We examined some traffic problems, how to solve, figured out, got acquainted with the concepts of "convergence rate" and "speed of removal", it remains to consider the last point, namely: how to solve traffic problems on the river?
Flow
Here you can meet again:
- tasks for moving towards each other;
- pursuit movement;
- movement in the opposite direction.
But unlike previous tasks, the river has a flow rate that should not be ignored. Here, objects will move either along the river - then this speed should be added to the object’s own speed, or against the current - it must be subtracted from the object’s speed.
Example of a task for moving along a river
Prerequisite: "The jet ski went downstream at a speed of 120 km per hour and returned, while spending less time by two hours than against the stream. What is the speed of the jet ski in still water?" We are given a current velocity equal to one kilometer per hour.

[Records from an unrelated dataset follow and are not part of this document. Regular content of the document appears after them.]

Issue #20565, opened 2024-01-17
How should I obtain the field names of SQL?


xiusin:
### Describe the bug

like :
```vlang
mut db := sqlite.connect(':memory:')!
result := db.exec('select max(id) as max_id from db')!



```
How do I know the max_id in the field list?

xiusin:
How do I know the max_id in the field list?

shove70:
V don't have that yet, I think the field names are already known, and for some aggregate functions we should use "as" to determine the field names

xiusin:
@shove70 If you want to write a custom SQL statement, it is almost impossible to get the field list directly, unless you use some analytical SQL statements to disassemble the field list

shove70:
hmm, It's already marked as a `feature request`

xiusin:
@shove70 MySQL can use the following function to get the list of fields:

```vlang
result := db.query('SELECT max(id) as max_id FROM jobs')!
dump(result.fields())
```

result:
```
[db.v:163] result.fields(): [
{
        name: "max_id"
        org_name: ""
        table: ""
        org_table: ""
        db: ""
        catalog: "def"
        def: ""
        length: 11
        max_length: 0
        name_length: 6
        org_name_length: 0
        table_length: 0
        org_table_length: 0
        db_length: 0
        catalog_length: 3
        def_length: 0
        flags: 32896
        decimals: 0
        charsetnr: 63
        type: long
}
]
```

JalonSolov:
Is that a list of fields, or a description of the `max_id` field?

The proper way to show fields in a table is `SHOW COLUMNS FROM <table name>`

shove70:
> ```v
> result := db.query('SELECT max(id) as max_id FROM jobs')!
> dump(result.fields())
> ```

Yes, currently mysql, sqlite, mssql, pg several databases have different wrappe ways for query results, sqlite query results only contain []row data, no column information.

This feature request may be scheduled for processing in due course

xiusin:
@shove70 `C.sqlite3_column_name` I think this should be a function to get the field name, but it's not a public function

xiusin:
@JalonSolov Most of our usage scenarios are not simply viewing the structure of a data table, but complex queries, which cannot be applied in this case.

shove70:
> @shove70 `C.sqlite3_column_name` I think this should be a function to get the field name, but it's not a public function

Yes, it is a field name query against the query result set.
[...]

PR #20650, opened 2024-01-25
sqlite: Functions thats returns the values resulting from a 'SELECT' query and name of column - Feature ISSUE #20565

viniciusfdasilva:
#### This pull request addresses the feature mentioned in issue #20565  and implements a function that returns the values resulting from a  'SELECT' query and the name of each column. If an alias is provided  either through the 'as' command or not, the returned value becomes  the alias.

['SELECT SYNTAX' - Documentation](https://www.sqlite.org/lang_select.html)
['JOIN SYNTAX' - Documentation](https://www.sqlite.org/syntax/join-clause.html)

[Source code](https://github.com/viniciusfdasilva/v/blob/master/vlib/db/sqlite/sqlite.c.v#L258-L358)

#### All fields

```v
r := db.get_queryset('SELECT * FROM repository')! 
```

query1

#### All names with explicit names

```v
r := db.get_queryset('SELECT name, id FROM repository')!
```

query2

#### All fields with alias

```v
r := db.get_queryset('SELECT name as n, id i FROM repository')!
```

query3

#### Specific field

```v
r := db.get_queryset('SELECT name FROM repository')! 
```

query4

#### Specific field with alias and 'as'

```v
r := db.get_queryset('SELECT name as n FROM repository')! 
```

query5e6

#### Specific field with alias without 'as'

```v
r := db.get_queryset('SELECT name n FROM repository')! 
```

query5e6

#### OUTPUT TESTS

test

### DIFF
--- a/vlib/db/sqlite/sqlite.c.v
+++ b/vlib/db/sqlite/sqlite.c.v
@@ -1,5 +1,7 @@
 module sqlite
 
+import regex { regex_opt }
+
 $if freebsd || openbsd {
 	#flag -I/usr/local/include
 	#flag -L/usr/local/lib
@@ -83,6 +85,11 @@ pub fn (db &DB) str() string {
 pub struct Row {
 pub mut:
 	vals []string
+}
+
+pub struct QuerySet {
+pub mut:
+	vals map[string]string
 }
 
 //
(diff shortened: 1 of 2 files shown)


vlib/db/sqlite/sqlite.c.v
```diff
@@ -248,6 +255,108 @@ pub fn (db &DB) exec(query string) ![]Row {
 	return rows
 }
 
+@[manualfree]
+pub fn (db &DB) get_queryset(query string) ![]QuerySet {
```
spytheman, line 259: The new public function should be documented with a comment, that `v doc` can understand.
Use something like this above the header:
```v
// get_queryset returns ...
```

spytheman: It is only important for `v doc`, that it starts with the name of the method, the explanation after that can be whatever makes sense.

vlib/db/sqlite/sqlite_test.v
```diff
@@ -79,6 +79,72 @@ fn test_sqlite() {
 	db.exec("delete from users where name='Sam'")!
 	assert db.get_affected_rows_count() == 1
 
+	db.get_queryset('SELECT * FROM users') or { panic(err) }
```
spytheman, line 82: Inside test_ functions, you can just use `db.get_queryset('SELECT * FROM users')!`, without the repetitive `or { panic(err) }`. The test_ functions act as `fn main() {` in that regard, since they are called by generated code, not by other user functions.

vlib/db/sqlite/sqlite.c.v
```diff
@@ -248,6 +255,108 @@ pub fn (db &DB) exec(query string) ![]Row {
...
+	query_lower := query.to_lower()
+
+	// 'select' syntax verified on: https://www.sqlite.org/lang_select.html and
+	// https://www.sqlite.org/syntax/join-clause.html
+	mut select_header := regex_opt(r'select((\s)+(all)|(distinct)(\s)+)|(\s)+')!
+	mut from := regex_opt(r'(\s)+from(\s)+')!
```
spytheman, line 265: These seem static to me. Extracting them to a const, may be beneficial.

spytheman, line 265: hm, why is regex matching needed at all?

vlib/db/sqlite/sqlite.c.v
```diff
@@ -248,6 +255,108 @@ pub fn (db &DB) exec(query string) ![]Row {
...
+
+	// This check eliminates queries that do not have the SELECT statement
+	if query_lower.count('select') == 1 {
+		// or do not include 'FROM', just like 'SELECT 1 + 1'
+		if select_header.matches_string(query_lower) && query_lower.contains(r'from') {
+			// The execution of this function indicates that the passed
+			// query is syntactically correct, which is why no additional verification
+			rows := db.exec(query)!
```
spytheman, line 273: `rows := db.exec(query)!` will return an error itself, if the query has invalid syntax.

vlib/db/sqlite/sqlite.c.v
```diff
@@ -248,6 +255,108 @@ pub fn (db &DB) exec(query string) ![]Row {
...
+
+			defer {
+				unsafe { rows.free() }
+			}
+
+			if rows.len == 0 {
+				return SQLError{
+					msg: 'No rows'
+					code: sqlite.sqlite_done
+				}
```
spytheman, line 283: Why is that an error?
Returning an empty set is perfectly valid thing to do in SQL.

vlib/db/sqlite/sqlite.c.v
viniciusfdasilva: I use the string query itself to obtain the names of the columns if they have been specified, as well as the name of the table! Since there are several ways to initiate the 'SELECT' command [doc](https://www.sqlite.org/lang_select.html), I constructed a regex based on the syntax to facilitate obtaining the column names and the table name!

vlib/db/sqlite/sqlite.c.v
viniciusfdasilva: Correct, that's why I don't perform any verification other than simply checking if the query is a "select" statement beforehand. If the query isn't a select statement, I don't execute it at all! 

That way, I save execution time for a query that isn't even a 'select'.

vlib/db/sqlite/sqlite.c.v
```diff
@@ -248,6 +255,101 @@ pub fn (db &DB) exec(query string) ![]Row {
...
+
+		defer {
+			unsafe { rows.free() }
+		}
+
+		if rows.len == 0 {
+			return []QuerySet{}
+		} else {
+			// Finding final index of select((\s)+(all)|(distinct)(\s)+)|(\s)+ inside query_lower string
+			_, end_select := select_header.match_string(query_lower)
```
ttytm, line 282: As an aspect of readability, I would mention avoiding unnecessary nested code, with a reference to the book [100 Go Mistakes and How to Avoid Them book](https://100go.co/book/). 
> When an if block returns, we should omit the else block [...]

JalonSolov:
Any plans to finish this PR?

spytheman:
Closing for inactivity.

PR #20881, opened 2024-02-20
(W.I.P.) Time: offset from utc in minutes

enghitalo:
`offset_from_utc_in_minutes` time field to solve performance problems


spytheman:
That is a breaking change. Please test such changes in your own private repo, before submitting them here. The CI here is shared :-| .

PR #20884, opened 2024-02-21
sha256/512: fix behavioral bug in .checksum

blackshirt:
This PR basically fix behavioral bug in `crypto.sha256` and `crypto.sha512` especially in future deprecated `.checksum()` method of the Digest. This is discussed previously with @joe-conigliaro on discord channel, see this [thread](https://discord.com/channels/592103645835821068/592106336838352923/1209734382357577800) for detail.

Basically,  behavioral `.checksum()` bug comes from the facts the `.checksum()` just calls private `.checksum_internal()` without returning proper size of the underlying digest. Its affect `sha256` or `sha512` Digest when operates on non standard size of the module, ie., `size224` for `sha256` and the size other than `sha512.size` that sha512 support them.
This snippet from discord copied here for sake of clarity
```v
import encoding.hex
import crypto.sha256

fn main() {
    text := 'hello world\n'
    data := text.bytes()


    expected := hex.decode('95041dd60ab08c0bf5636d50be85fe9790300f39eb84602858a9b430')!
    hash := sha256.sum224(data)
    // with function based, it should produces correct behavioral result
    assert hash == expected

    // lets use digest based hash
    mut d := sha256.new224()

    _ := d.write(data)!
    out := d.sum([])
    // with sum, also produces correct behavioural result
    assert out == expected

    // lets use checksum 
    d.reset()
    _ := d.write(data)!
    out2 := d.checksum()
    // this assert would fail because out2 length is normal size (32 bytes) in this case
    assert out2 == expected
}
```

This PR comes with the fix for `sha256.Digest.checksum` and `sha512.Digest.checksum` and additional test confirm it.
Please give it a review...

Thanks @joe-conigliaro

### DIFF
--- a/vlib/crypto/sha256/sha256.v
+++ b/vlib/crypto/sha256/sha256.v
@@ -201,7 +201,13 @@ fn (mut d Digest) checksum_internal() []u8 {
 @[deprecated: 'checksum() will be changed to a private method, use sum() instead']
 @[deprecated_after: '2024-04-30']
 pub fn (mut d Digest) checksum() []u8 {
-	return d.checksum_internal()
+	out := d.checksum_internal()
+	// if this digest has `size224` length, return the correct `size224` checksum
+	if d.is224 {
+		return out[0..sha256.size224]
+	}
+	// otherwise, returns a normal size
+	return out
 }
 
 // sum returns the SHA256 checksum of the bytes in `data`.
--- a/vlib/crypto/sha256/sha256_test.v
+++ b/vlib/crypto/sha256/sha256_test.v
@@ -28,3 +28,24 @@ fn test_crypto_sha256_writer_reset() {
 	sum := digest.sum([])
 	assert sum.hex() == 'dc7163299659529eae29683eb1ffec50d6c8fc7275ecb10c145fde0e125b8727'
 }
+
+fn test_crypto_sha256_224() {
+	data := 'hello world\n'.bytes()
+	mut digest := sha256.new224()
+	expected := '95041dd60ab08c0bf5636d50be85fe9790300f39eb84602858a9b430'
+
+	// with sum224 function
+	sum224 := sha256.sum224(data)
+	assert sum224.hex() == expected
+
+	// with sum
+	_ := digest.write(data)!
+	sum := digest.sum([])
+	assert sum.hex() == expected
+
+	// with checksum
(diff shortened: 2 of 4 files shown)


JalonSolov:
I would rather make `checksum()` private than worry about fixing it.

As I (vaguely) recall, it was only made public in the first place so it could be called from some other routine, instead of duplicating the code.

If it is kept as public, then at least deprecate it and come up with a better name.

blackshirt:
> I would rather make `checksum()` private than worry about fixing it.
> 
> As I (vaguely) recall, it was only made public in the first place so it could be called from some other routine, instead of duplicating the code.
> 
> If it is kept as public, then at least deprecate it and come up with a better name.

I think, even its a private, they should produce correct behavioral result.
I agree if it would be deprecated, maybe @joe-conigliaro have more better thing on this

JalonSolov:
If it's private, and the results are handled properly in the caller that has access, there's no need to modify it.

blackshirt:
> If it's private, and the results are handled properly in the caller that has access, there's no need to modify it.

Actually, this PR is useless in the sense the `.checksum` would be deprecated, i have no opinion on it ..

joe-conigliaro:
It's probably a good idea for it to have the correct behaviour even though its getting deprecated. probably no one has come across the issue yet besides @blackshirt which is good. what do you think @spytheman ?

blackshirt:
> It's probably a good idea for it to have the correct behaviour even though its getting deprecated. probably no one has come across the issue yet besides @blackshirt which is good. what do you think @spytheman ?

maybe the other people has some issues too..i found this after play a bit and experiment with this topic

spytheman:
> I would rather it had stayed private, but if it must remain public, it's better to have it return the correct values.

The reason, that it is deprecated, is to force people to not use it after a while, so that later we can make it private / delete it.

spytheman:
> It's probably a good idea for it to have the correct behaviour even though its getting deprecated. probably no one has come across the issue yet besides @blackshirt which is good. what do you think @spytheman ?

I agree. I do think that functions/methods that are easy to misuse, should be either private, or marked very well in the documentation, so that people can avoid them, and know what the pitfalls are.

spytheman (approved):
Good work.

blackshirt:
Thank you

We pass to the solution. We suggest compiling a table for an illustrative example. We take the speed of the motorcycle in standing water for x, then the speed with the stream is x + 1, and against x-1. The round-trip distance is 120 km. It turns out that the time taken to move against the current is 120: (x-1), and downstream 120: (x + 1). It is known that 120: (x-1) is two hours less than 120: (x + 1). Now we can move on to filling out the table.
Condition | v | t | s |
| with the flow | x + 1 | 120: (x + 1) | 120 |
| against the stream | x-1 | 120: (x-1) | 120 |
What we have: (120 / (x-1)) - 2 = 120 / (x + 1) Multiply each part by (x + 1) (x-1);
120 (x + 1) -2 (x + 1) (x-1) -120 (x-1) = 0;
We solve the equation:
(x ^ 2) = 121
We notice that there are two possible answers: + -11, since both -11 and +11 give a square of 121. But our answer will be positive, because the speed of the motorcycle cannot have a negative value, therefore, we can write down the answer: 11 km per hour . Thus, we found the required value, namely the speed in still water.
We have considered all the possible options for tasks on the movement, now when solving them you should not have problems and difficulties. To solve them, you need to know the basic formula and concepts such as the "speed of convergence and removal." Be patient, complete these tasks, and success will come.